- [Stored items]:
Start of Block
PR #395, opened 2026-09-06
Count changelog entries, and notice when a page collapses into one

### LINKED ISSUE #393: sweepChangelog records no entry count, so a lost terminator sweeps green
Split off from #324, which raised it as separable.

`Verify.sweepChangelog` records `newest.version` and nothing else. That catches a recipe whose entry pattern stopped matching altogether — zero entries, `noEntriesExtracted`, loud. It does not catch the failure mode these recipes actually have.

## The shape

A changelog entry pattern is `<start> … <lookahead for the next start, or the end of the document>`. When the *terminator* half stops matching — the vendor adds a footer, moves the compare-link block, changes the heading markup one level down — the pattern still matches, the version still parses correctly, and the winner swallows everything after it. One entry, right version, whole page as its body.

#378 shipped exactly this: the Keep a Changelog entry pattern had no boundary before the trailing link block, so the oldest entry's last item absorbed 17 compare URLs — 1709 characters. The sweep was green throughout. It was found by looking at the rendered notes, not by the job built to find this class of thing.

## What would catch it

`Finding` carries an entry count, and `Baseline` compares it the way it compares `version`. The realistic signature is a **collapse** — N entries yesterday, 1 today — which is as mechanical as a version going backwards and about as cheap.

Worth thinking about before writing it:

- **A drop is not always a break.** `maxEntries` caps the list, and a vendor pruning their own page legitimately shrinks it. A comparison that complains about any decrease will complain about ordinary vendor housekeeping; one that only complains about a collapse to 1 (or to some small fraction of the baseline) is narrower and probably right.
- **The count alone still misses the two-entry version** of the same bug, where the terminator matches once and fails once. A body-length check per entry would catch more, but "how long is too long" is a threshold nobody can defend, whereas "this went from 20 to 1" needs no threshold at all. Start with the count.
- **Two-stage recipes** (`indexLinkPattern`) count entries on the second page, not the index. `classifyChangelogFailure` already distinguishes which request failed; the count has to be attributed the same way or the report will point at the wrong page.

Not urgent — the class is real but slow-moving, and the version check already covers the loud half.

jizhi0v0:
Closes #393.

`sweepChangelog` recorded `newest.version` and nothing else. That catches a recipe whose entry pattern stopped matching altogether — zero entries, loud. It cannot see the failure where the pattern still matches and the *page* has collapsed.

An entry pattern is a start plus a lookahead for the next start. When a vendor's restyle breaks only the **lookahead**, the first entry's body runs to the end of the document and every later start is swallowed inside it. One entry, correct version off the first heading, green sweep.

## Correcting the issue I filed

#393 named #378 as the motivating example. **That was wrong, and I should have checked it before filing.** `bf5db16` measured the fix as "the same 17 entries parse with the same item counts" — the bug there was an *item* pattern running past the end of the last entry, not an entry pattern losing its terminator. The entry count never moved.

Worse for the issue's framing: that bug was wrong from the recipe's first sweep, so **no history-based check could ever have caught it**. There was never a healthier count to fall from. What catches that class is a review, which is in fact what caught it.

So this lands the check the *original* observation in #324 asked for — an entry-level regression — and the test suite says so at the top rather than repeating the wrong example.

## The rule, and why it is this narrow

Complain when a recipe that previously read **more than one** entry now reads **exactly one**. Measured across the 80 changelog recipes that answered on 2026-09-07:

| entries | recipes |
|---|---|
| 1 | 6 |
| 2–19 | 27 |
| 20 (a `maxEntries` cap) | 22 |
| 21–39 | 13 |
| 40 (a `maxEntries` cap) | 12 |

- **Six recipes sit at one entry as their normal state** — VS Code, Ghostty, Blender, VLC, QQ Music, Doubao IME each publish one release per page. One entry is not suspicious; *becoming* one is. Hence `previous > 1`.
- **A fractional rule has nothing to calibrate against.** 22 recipes sit exactly at their cap of 20 and 12 more at 40, where the count is insensitive to a vendor adding releases and moves only when they prune — which they are entitled to do. A partial merge is therefore **not** covered, deliberately, rather than covered by a threshold nobody could defend. Said out loud in the code and in a test.

## `reconcile` now returns every complaint

The two history checks fire together for one cause: when entries merge, the surviving version is whichever heading the merged entry kept — the *oldest* on the page for a `newestLast` recipe. Reporting the version regression and dropping the collapse that explains it sends whoever picks it up after a version pattern that never changed.

The fold moved out of `run` into `foldingBaselineComplaints` so it can be tested. Without that it is one `.first` away from silently throwing half the complaints out, and no test would have noticed — which was true of the first version of this branch.

## The bug this nearly shipped with

⚠️ `Baseline.Entry` **decodes by hand and encodes by synthesis.** The first version declared `lastGoodEntryCount` and left it out of `init(from:)`.

Nothing failed. The count was written to `baseline.json` every sweep — it was right there in the file, looking correct to anyone who opened it — and read back as nil every sweep, so the check never once had a previous value to compare against. All seven unit tests passed throughout, because none of them touch a file.

A two-sweep run against a real page is what showed it. There is now a case that goes through the disk, and a warning on that initializer.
End of Block
- [EXERCISE DESCRIPTION]: The lines above, starting at the one with "Count changelog entries, and" and ending at the one with "Split off from", are the only ones to return, exactly as written.

- [RESPONSE TO THE TASK]:
Count changelog entries, and notice when a page collapses into one

### LINKED ISSUE #393: sweepChangelog records no entry count, so a lost terminator sweeps green
Split off from #324, which raised it as separable.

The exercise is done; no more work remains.